Supersize me!
3 minute read
The marketing team at a big fast-food chain started noticing something curious related to a special lottery offer they were running for their customers. They noticed that even though all customers, regardless of their order size, were entered into a lucky draw for a grand prize, they tended to increase the size of their order significantly during periods when the chain ran a lucky draw offer. When the manager of the chain brought this to the attention of his friend (Who happened to be a University professor), it immediately piqued his curiosity. Do customers have an inherent belief that despite no indication by the company running the lucky draw, purchasing a larger value increases their likelihood to win the lucky draw?

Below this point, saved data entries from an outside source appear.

PR #608, opened 2023-11-22
[Certora] mutant 11

QGarchery:
### Bad debt realization
Screenshot from 2023-11-22 19-57-10


QGarchery:
Now the mutant is also correctly caught by Liveness, thanks to #608

PR #610, opened 2023-11-22
[Certora] mutant 9

QGarchery:
Screenshot from 2023-11-22 19-55-39


QGarchery:
The reason for this formula is quite abstract, and it wouldn't make much sense to try to catch this (unit tests are better suited for it)

PR #611, opened 2023-11-22
[Certora] mutant 8

QGarchery:
Screenshot from 2023-11-22 19-55-10


QGarchery:
Caught by many rules and invariants, because it reverts all the time

QGarchery:
Warning: changed the mutant to get significant results (it was trivially failing most rules). Now it skips the require instead of reverting

QGarchery:
Correctly caught by Reverts

PR #612, opened 2023-11-22
[Certora] mutant 7

QGarchery:
Screenshot from 2023-11-22 19-54-40


QGarchery:
Correctly caught by Liveness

To test this, the university professor along with some colleagues tried to run an experiment in their university. They collected a group of college students and asked them to take part in a study. They divided these students into 2 groups (One was the Lucky draw group and the other was the control group).

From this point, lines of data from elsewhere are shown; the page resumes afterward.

PR #616, opened 2023-11-22
[Certora] mutant 3

QGarchery:
Screenshot from 2023-11-22 19-52-29


QGarchery:
We could use a `satisfy` statement to make sure that the following liveness property holds: there are inputs such that you can borrow non-zero assets

PR #617, opened 2023-11-22
[Certora] mutant 2

QGarchery:
Screenshot from 2023-11-22 19-51-55


QGarchery:
Was only caught by Reverts, Liveness was improved to also catch it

The students in both the groups were asked to imagine that they were visiting a fast food restaurant and were required to buy a cup of cola from the different sizes available (Small, Medium, Large and Extra Large).

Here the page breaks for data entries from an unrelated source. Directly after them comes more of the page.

Issue #390, opened 2023-08-20
Formal verification wish list


QGarchery:
List all the additional steps we could follow to improve the formal verification work:
- [x] **update to main**, notably taking into account the storage refactor (done in #373)
- [x] **fix timeouts** (mostly done in #442, see below for more)
- [x] refactor, file splitting and renaming (done in #461)
- [x] document the rules (done in #461)
- [x] document the whole verification (done in #465 and #538)
- [x] additional properties
    - [x] there are no accounts with non zero borrow and with zero collateral (done in #373, rule always collateralized)
    - [x] assuming no reverts due to external contracts, it's always possible to completely exit a borrow position, but it requires liquidity for a supply position (done for the most part in #451, except for the repayAll rule in #492)
    - [x] liveness properties about all the main functions (done in #467)
    - [x] roundtrip property with borrow-repay (done in #619)
    - [x] similar properties to the "owned/owed" properties of ExitLiquidity but for supply/borrow/supplyCollateral (see https://github.com/morpho-org/morpho-blue/pull/136#discussion_r1409030208, done in #623)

The students in the lucky draw group were also informed that they had a 1 in 6 chance of winning a prize if they bought a cola (regardless of the size) from the fast-food chain. It was clearly mentioned that their odds of winning the prize was not linked to the size of the cola cup.
When the researchers aggregated the results of the study and compared the 2 groups, they found that the students in the Lucky draw group were much more likely (8% ordered the Extra Large cup in the lucky draw group compared to 1.8% who ordered the Extra Large cup in the control group) to order the larger size cups compared to students who were not informed about the lucky draw.
Based on the results of this small experiment, the professor went back to the manager of the fast-food chain and told him that the lucky draw strategy was not only brilliant in terms of getting more customers in through the door to buy more cola but it also nudges them to order larger sizes and increase order value. A complete win for the fast food chain and any other company wanting to replicate a similar offer.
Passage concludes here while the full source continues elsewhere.